Call me obsessed, call me paranoid, call me misguided, but when The Outpost, formerly a rather adventurous presenting organization, brings first Branford Marsalis and now, Wynton Marsalis to the barren, windswept, cultural badlands of northern New Mexico, I start to freak out. Or at least get downhearted.
To be fair (and to increase a strange sense of the culture wars being played out at my doorstep) The Outpost helped bring Cecil Taylor here about 2 and a half years ago, and has some interesting stuff on the fall schedule, including the great Eddie Marshall.
Recent "jazz" bookings here included Jane Ira Bloom and Sophie Millman. Bloom is up to fascinating stuff, not entirely to my personal taste but independent and unique, fiercely conceived and instantly recognizable as original. Millman was so bad she actually generated letters to the editor protesting just how bad she was. Which surprised me.
There's The Southwest Jazz Orchestra, which just released its first CD. Some talented players and obvious investment in arranging (mostly by Jack Manno) but largely a repertory outfit. Manno's own piece, "Soaring," is his take on Pat Metheny's guitar lines, but doesn't stand up all that well next to Mulligan, Mingus, etc.
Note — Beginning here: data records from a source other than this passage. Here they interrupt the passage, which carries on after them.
PR #248, opened 2018-06-06
Fix ISS notebook.

ttung:
Depends on #246 and #247


notebooks/ISS_Pipeline_-_Breast_-_1_FOV.py
```diff
@@ -13,18 +13,19 @@
...
 from showit import image, tile
 import pprint
 # EPY: ESCAPE %matplotlib inline
 
 from starfish.io import Stack
+from starfish.constants import Indices
 
 s = Stack()
-s.read('https://dmf0bdeheu4zf.cloudfront.net/ISS/fov_001/experiment.json')
+s.read('https://dmf0bdeheu4zf.cloudfront.net/20180606/ISS/fov_001/experiment.json')
```
ambrosejcarr: This versioning system works for me. I've swapped mine over.

notebooks/ISS_Pipeline_-_Breast_-_1_FOV.py
```diff
@@ -13,18 +13,19 @@
...
 # s.squeeze() simply converts the 4D tensor H*C*X*Y into a list of len(H*C) image planes for rendering by 'tile'
-tile(s.squeeze());  
+tile(s.squeeze());
```
ambrosejcarr: How do extra spaces get into the .py files? Did I do this? :|

notebooks/ISS_Pipeline_-_Breast_-_1_FOV.py
```diff
@@ -76,49 +77,41 @@
...
-# ## Filter and scale raw data 
+# ## Filter and scale raw data
 # 
-# Now apply the white top hat filter to both the spots image and the individual channels. White top had enhances white spots on a black background. 
+# Now apply the white top hat filter to both the spots image and the individual channels. White top had enhances white spots on a black background.
 # EPY: END markdown
 
 # EPY: START code
-from starfish.filters import white_top_hat 
+from starfish.pipeline.filter import Filter
```
ambrosejcarr: This import differs from the way we import the gaussian spot detector. Should we be consistent?

notebooks/ISS_Pipeline_-_Breast_-_1_FOV.py
ttung: Automated tooling.

notebooks/ISS_Pipeline_-_Breast_-_1_FOV.py
ttung: Yes.  What's your preference?

ambrosejcarr: I think I prefer the way you've done it here, because it reinforces that all methods need to be imported in `__init__.py` (You'll notice that many currently are _not_ -- I didn't realize we needed to do that when I was changing some of them over, and so the CLI will not include them). 

.. but the API still works if you just incorporate the methods, so I think this is a more robust way to enforce API == CLI.

ttung: I fixed the gaussian spot instance.

PR #250, opened 2018-06-06
Fix extraction of tile metadata

ttung:
There are two issues with how tile metadata is extracted.

1. Any two tiles that contain the same extras field will erroneously trigger the error where a key is found in tile indices and extras.  This is because we create a new key in 'k' the first time we see the extra, and the second instance will find it in data.
2. If the tiles don't have the same set of extras, the columns in data won't be the same length.

This approach gathers all the keys for indices and all the keys for extras.  If the keys overlap at all, then flag the warning.

Then as we go through each tile, we try to get the value.  If it's not present, we add `None` to the column.

Depends on #246


ttung:
> I think your solution is fine as well, although I personally find mine a bit more readable. You can pick. :)

As I mentioned in #239, this doesn't cover the case where the extras or the indices are not identical in which keys they contain.  I don't know if such a check belongs here or elsewhere.

ambrosejcarr:
I think your reasoning is good. This is a fine place to program the check for now, I think.

ttung:
I was going to add unit tests, which was why this wasn't landed yet. :)

Anyway, #264 addresses that (and a bug!)

PR #1077, opened 2019-03-11
Unbreak master

ttung:
Fix how we use `starfish.display`.
remove `assay_comparison.py`


kne42:
tbh not sure if I wanna resurrect `starfish.plot`. I'll leave @ambrosejcarr to decide on this one

ambrosejcarr:
@ttung @kne42 It looks like part of this PR is likely adequate to unbreak master -- just the notebook changes are needed to cover the refactor that was made for `starfish.display`, not any of the subsequent resurrection.

ttung:
The `assay_comparison` notebook refers to `starfish.plot`.

kne42:
I deleted the `.py` and forgot to delete its notebook counterpart and that's why it's still there.

ttung:
Ahh, should I drop the assay_comparison notebook then?

kne42:
Yeah, I would say drop that and remove `starfish.plot` and then it should be good to go

ttung:
Ok, updated.

ttung:
Notebooks aren't run as part of non-master travis runs. :)

kne42:
Ah, that would explain why it passed in my PR.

The strangest cut is the 16 minute version of "A Love Supreme," (really just the opening section of Coltrane's piece) at too fast a tempo and with none of the meditative mystery of the original. In general, this is an excellent document of what passes for jazz in this part of the world, in that the music is unarguably crafted, mostly reverent, mostly familiar and ancient, not original, and encumbered by a stage band/recital mentality. The enthusiasm and love for the music is implied, but doesn't translate into very energetic or memorable performance. The technical facility and polish of the soloists is pervasive, the charts are workmanlike, the results bland, like jazz preserved in amber.
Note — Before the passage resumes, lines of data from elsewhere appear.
PR #1078, opened 2019-03-12
Remove unneeded expression matrix code

ambrosejcarr:
- `IntensityTable.to_expression_matrix` takes an optional regions parameter that is produced by code that has been deleted from starfish.


starfish/intensity_table/intensity_table.py
```diff
@@ -426,21 +419,12 @@ def to_expression_matrix(self, regions: Optional[regional.many]=None) -> Express
...
-                "z": ("cells", np.zeros(counts.shape[0]))
-            }
-        else:
-            grouped = self.to_features_dataframe().groupby(['cell_id'])[['x', 'y', 'z']]
-            min_ = grouped.min()
-            max_ = grouped.max()
-            coordinate_df = min_ + (max_ - min_) / 2
-            metadata = {name: ("cells", data.values) for name, data in coordinate_df.items()}
-            metadata['area'] = ("cells", np.full(counts.shape[0], fill_value=np.nan))
+        grouped = self.to_features_dataframe().groupby(['cell_id'])[['x', 'y', 'z']]
```
shanaxel42: does this `groupby(['cell_id'])` work for you? When I was doing the coordinate work I kept getting the error that `cell_id` was not valid

ambrosejcarr: I pushed an addition to the ISS vignette that shows the sequence of pipeline component calls needed for this to work, updated the documentation with a requirement that spots be previously assigned to cells, and added an error in the case that the correct path is not followed.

In other words, to my ears, completely and entirely unlike jazz. On the other hand, I suspect attending a live performance by The Southwest Jazz Orchestra would be a lot of fun. In particular it's rather rare to hear music by a large ensemble these days here. Most of the rehashing is in piano trio and sax quartet settings, mostly in dinner music venues. The big band sound remains one of my favorites, dating from my 10 year old obsession with Buddy Rich, Maynard Ferguson, Louis Bellson, Count Basie, and later Duke Ellington, David Murray, Muhal Richard Abrams and Braxton's amazing Creative Orchestra Music '76. Big band music also has perhaps the highest bombast/treacle/pretense quotient in all of jazz. A recent spotlight on Stan Kenton on KSFR here reminded me just how aesthetically bereft and tasteless some big bands could be. (In particular, a dirgelike and funereal version of All the Things You Are that utterly, completely stripped that lovely standard of every aspect of its worth).
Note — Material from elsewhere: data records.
PR #1097, opened 2019-03-19
Introduce Runnable

ttung:
Runnable is the base unit of a recipe.  Each runnable constitutes a PipelineComponent with a specific algorithm.  Constructor arguments that are FileProviders are loaded into memory and passed in.  Inputs to the `run()` method can also include FileProviders.  In all cases, FileProviders are associated with a file path or url.  The type is inferred from the typing parameters of the method (currently supported: ImageStack, IntensityTable, ExpressionMatrix, and Codebook).

Runnables will be wired together to constitute a pipeline recipe.

Test plan: Added tests to verify a simple Runnable, chained Runnables, and Runnables that has constructor arguments that are FileProviders.

Depends on #1095

### DIFF
--- a/starfish/recipe/filesystem.py
+++ b/starfish/recipe/filesystem.py
@@ -1,0 +1,101 @@
+import enum
+from typing import Any, Callable, Type
+
+from starfish.codebook.codebook import Codebook
+from starfish.expression_matrix.expression_matrix import ExpressionMatrix
+from starfish.imagestack.imagestack import ImageStack
+from starfish.intensity_table.intensity_table import IntensityTable
+from starfish.util.indirectfile import (
+    convert,
+    GetCodebook,
+    GetCodebookFromExperiment,
+    GetImageStack,
+    GetImageStackFromExperiment,
+)
+
+
+def imagestack_convert(indirect_path_or_url: str) -> ImageStack:
+    return convert(
+        indirect_path_or_url,
+        [
+            GetImageStack(),
+            GetImageStackFromExperiment(),
+        ],
+    )
+
+
+def codebook_convert(indirect_path_or_url: str) -> Codebook:
+    return convert(
+        indirect_path_or_url,
+        [
+            GetCodebook(),
+            GetCodebookFromExperiment(),
+        ],
+    )
+
+
+class FileTypes(enum.Enum):
+    """These are the filetypes supported as inputs and outputs for recipes.  Each filetype is
+    associated with the implementing class, the method to invoke to load such a filetype, and the
+    method to invoke to save back to the filetype.
+
+    The load method is expected to be called with a string, which is the file or url to load from,
+    and is expected to return an instantiated object.
+
+    The save method is expected to be called with the object and a string, which is the path to
+    write the object to.
+    """
+    IMAGESTACK = (ImageStack, imagestack_convert, ImageStack.export)
+    INTENSITYTABLE = (IntensityTable, IntensityTable.load, IntensityTable.save)
+    EXPRESSIONMATRIX = (ExpressionMatrix, ExpressionMatrix.load, ExpressionMatrix.save)
+    CODEBOOK = (Codebook, codebook_convert, Codebook.to_json)
+
+    def __init__(self, cls: Type, loader: Callable[[str], Any], saver: Callable[[Any, str], None]):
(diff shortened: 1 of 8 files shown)


starfish/recipe/filesystem.py
```diff
@@ -0,0 +1,32 @@
...
+
+def save(file_path: str, object: Any) -> None:
+    if isinstance(object, ImageStack):
+        object.export(file_path)
+    elif isinstance(object, IntensityTable):
+        object.save(file_path)
+    elif isinstance(object, ExpressionMatrix):
+        object.save(file_path)
+    elif isinstance(object, Codebook):
+        object.to_json(file_path)
```
shanaxel42: If we refactored every class to name their methods export/load could we avoid needing these methods? Just call object.load()/object.export(). I'm not sure if the refactor's worth it, but it would keep things consistent and avoid the need to add more cases if we add more object types.

starfish/recipe/runnable.py
```diff
@@ -0,0 +1,95 @@
...
+            elif isinstance(_input, str):
+                # it's a path.
+                annotation = signature.parameters[key].annotation
+                reformatted_inputs.append((_input, annotation))
+        self._inputs = reformatted_inputs
+
+    @staticmethod
+    def _get_actual_run_method_signature(run_method: Callable) -> inspect.Signature:
+        if hasattr(run_method, "__closure__"):
+            # it's a closure, probably because of AlgorithmBaseType.run_with_logging.  Unwrap to
```
shanaxel42: eeesh, that's annoying

starfish/test/recipe/test_runnable.py
```diff
@@ -0,0 +1,170 @@
...
+    file_input_types = runnable.file_input_types
+    assert len(file_input_types) == 1
+    assert file_input_types["should_be_codebook"] == Codebook
+
+
+def test_run():
+    """Verify that we can run a single runnable and get its result.
+    """
+    filter_runnable = Runnable(
+        "filter", "FakeFilterAlgorithm",
```
shanaxel42: why not just use a real filter class here?

starfish/test/recipe/test_runnable.py
```diff
@@ -0,0 +1,170 @@
...
+        "https://d2nhj9g34unfro.cloudfront.net/20181005/ISS-TEST/fov_001/hybridization.json",
+        multiplicand=.5,
+    )
+    result = filter_runnable.run({})
+    assert isinstance(result, ImageStack)
+
+    # pick a random part of the registered image and assert on it
```
shanaxel42:
```suggestion
    # pick a random part of the filtered image and assert on it
```

starfish/test/recipe/test_runnable.py
```diff
@@ -0,0 +1,170 @@
...
+
+    filter_runnable = Runnable(
+        "filter", "FakeFilterAlgorithm",
+        dependency_runnable,
+        multiplicand=2.0,
+    )
+    result = filter_runnable.run({dependency_runnable: result})
+    assert isinstance(result, ImageStack)
+
+    # pick a random part of the registered image and assert on it
```
shanaxel42:
```suggestion
    # pick a random part of the filtered image and assert on it
```

ttung:
Please avoid reviewing this for now.  I need to make some design changes to this.

starfish/recipe/runnable.py
ttung: Yeah. :(

starfish/test/recipe/test_runnable.py
ttung: It's easier b/c getting the expected results are easier. :)

starfish/test/recipe/test_runnable.py
ttung: Fixed

starfish/test/recipe/test_runnable.py
ttung: Fixed

ttung:
Ready for re-review :) 

If you want to see how this is used in practice, you can wait for the next PR for reviewing.

ttung:
I've expanded the documentation significantly for the `Runnable` class.  Please let me know if anything is unclear.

In comparison, The Southwest Jazz Orchestra largely avoids embarrassing pitfalls and turns in steady, studied and staid (but at least inoffensive) performances.
And this would be one way to characterize what's on offer here most often, and what garners the most approval, support and attendance. Steady, studied, staid: familiar, polished, repertory-derived, inoffensive...and bland, a music locked, like an extinct insect, in primordial tree sap.